━━━━━ Given entries

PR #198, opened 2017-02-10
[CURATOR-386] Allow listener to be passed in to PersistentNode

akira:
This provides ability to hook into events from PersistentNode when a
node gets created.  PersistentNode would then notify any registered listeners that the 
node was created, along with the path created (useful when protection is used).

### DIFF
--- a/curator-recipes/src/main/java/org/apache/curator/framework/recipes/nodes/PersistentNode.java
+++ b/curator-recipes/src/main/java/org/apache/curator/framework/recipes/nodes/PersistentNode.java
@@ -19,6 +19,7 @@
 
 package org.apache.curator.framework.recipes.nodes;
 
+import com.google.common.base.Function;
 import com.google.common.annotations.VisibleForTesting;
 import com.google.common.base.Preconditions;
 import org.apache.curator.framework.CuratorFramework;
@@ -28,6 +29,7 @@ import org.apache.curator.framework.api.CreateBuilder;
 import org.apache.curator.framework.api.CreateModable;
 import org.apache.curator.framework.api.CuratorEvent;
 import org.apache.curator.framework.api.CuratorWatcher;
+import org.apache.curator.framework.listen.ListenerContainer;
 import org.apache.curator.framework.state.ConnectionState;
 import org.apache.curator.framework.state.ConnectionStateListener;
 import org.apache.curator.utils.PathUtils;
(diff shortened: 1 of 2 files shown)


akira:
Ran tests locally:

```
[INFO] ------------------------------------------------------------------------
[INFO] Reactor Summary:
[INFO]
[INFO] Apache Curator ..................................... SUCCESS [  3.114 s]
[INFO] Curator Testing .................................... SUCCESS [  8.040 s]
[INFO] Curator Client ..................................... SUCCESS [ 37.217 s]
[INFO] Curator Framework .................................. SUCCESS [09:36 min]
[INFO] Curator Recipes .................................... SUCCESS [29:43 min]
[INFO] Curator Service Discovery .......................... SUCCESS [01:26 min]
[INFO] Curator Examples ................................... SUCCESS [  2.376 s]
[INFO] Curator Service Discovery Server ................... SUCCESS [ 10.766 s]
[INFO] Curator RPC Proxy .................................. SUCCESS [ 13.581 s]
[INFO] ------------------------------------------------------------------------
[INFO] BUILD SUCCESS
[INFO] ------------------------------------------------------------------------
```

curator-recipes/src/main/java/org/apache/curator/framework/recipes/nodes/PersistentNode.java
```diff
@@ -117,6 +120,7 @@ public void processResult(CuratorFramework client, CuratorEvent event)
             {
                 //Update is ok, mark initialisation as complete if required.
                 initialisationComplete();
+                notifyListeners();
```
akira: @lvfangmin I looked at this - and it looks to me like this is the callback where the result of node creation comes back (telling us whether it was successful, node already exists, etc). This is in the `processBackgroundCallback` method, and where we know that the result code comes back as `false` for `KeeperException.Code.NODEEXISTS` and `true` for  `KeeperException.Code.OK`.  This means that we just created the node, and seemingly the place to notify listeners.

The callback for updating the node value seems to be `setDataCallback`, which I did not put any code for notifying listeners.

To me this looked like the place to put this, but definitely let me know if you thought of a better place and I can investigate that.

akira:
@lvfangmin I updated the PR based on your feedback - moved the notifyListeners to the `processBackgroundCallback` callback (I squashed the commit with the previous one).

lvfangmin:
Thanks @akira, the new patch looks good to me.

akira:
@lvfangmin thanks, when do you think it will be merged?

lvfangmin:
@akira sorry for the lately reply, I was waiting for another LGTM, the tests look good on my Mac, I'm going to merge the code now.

━━━━━━━━━━
━━━━━ Given entries

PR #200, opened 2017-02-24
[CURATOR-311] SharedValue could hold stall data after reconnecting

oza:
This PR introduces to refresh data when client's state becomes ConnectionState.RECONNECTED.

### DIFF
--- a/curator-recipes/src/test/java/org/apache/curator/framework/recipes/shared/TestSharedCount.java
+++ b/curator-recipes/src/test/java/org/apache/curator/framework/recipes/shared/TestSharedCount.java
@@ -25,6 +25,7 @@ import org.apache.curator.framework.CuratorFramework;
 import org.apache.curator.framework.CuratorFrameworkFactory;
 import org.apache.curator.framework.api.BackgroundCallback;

━━━━━━━━━━

**Work instructions**.
An exact copy of the lines above, from the one containing "PR #200, opened 2017-02-24" through the one containing "import org.apache.curator.framework.api.BackgroundCallback;", is the whole of the answer.

**Solution to this exercise**.
PR #200, opened 2017-02-24
[CURATOR-311] SharedValue could hold stall data after reconnecting

oza:
This PR introduces to refresh data when client's state becomes ConnectionState.RECONNECTED.

### DIFF
--- a/curator-recipes/src/test/java/org/apache/curator/framework/recipes/shared/TestSharedCount.java
+++ b/curator-recipes/src/test/java/org/apache/curator/framework/recipes/shared/TestSharedCount.java
@@ -25,6 +25,7 @@ import org.apache.curator.framework.CuratorFramework;
 import org.apache.curator.framework.CuratorFrameworkFactory;
 import org.apache.curator.framework.api.BackgroundCallback;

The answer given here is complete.